◆ WORK REQUIRED:
Take the line that contains "--- a/posix.mak" and every line after it in the material below, and quote them exactly.

◆ DATA TO EXAMINE:
PR #5774, opened 2017-10-10
Fix Issue 10131 - To remove duplicates and keep order

RazvanN7:
I'm not sure if this function should be added as an overload to uniq.

### DIFF
--- a/posix.mak
+++ b/posix.mak
@@ -189,7 +189,7 @@ PACKAGE_std = array ascii base64 bigint bitmanip compiler complex concurrency \
   outbuffer parallelism path process random signals socket stdint \
   stdio string system traits typecons uni \
   uri utf uuid variant xml zip zlib
-PACKAGE_std_experimental = checkedint typecons
+PACKAGE_std_experimental = checkedint typecons algorithm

◆ SOLUTION:
--- a/posix.mak
+++ b/posix.mak
@@ -189,7 +189,7 @@ PACKAGE_std = array ascii base64 bigint bitmanip compiler complex concurrency \
   outbuffer parallelism path process random signals socket stdint \
   stdio string system traits typecons uni \
   uri utf uuid variant xml zip zlib
-PACKAGE_std_experimental = checkedint typecons
+PACKAGE_std_experimental = checkedint typecons algorithm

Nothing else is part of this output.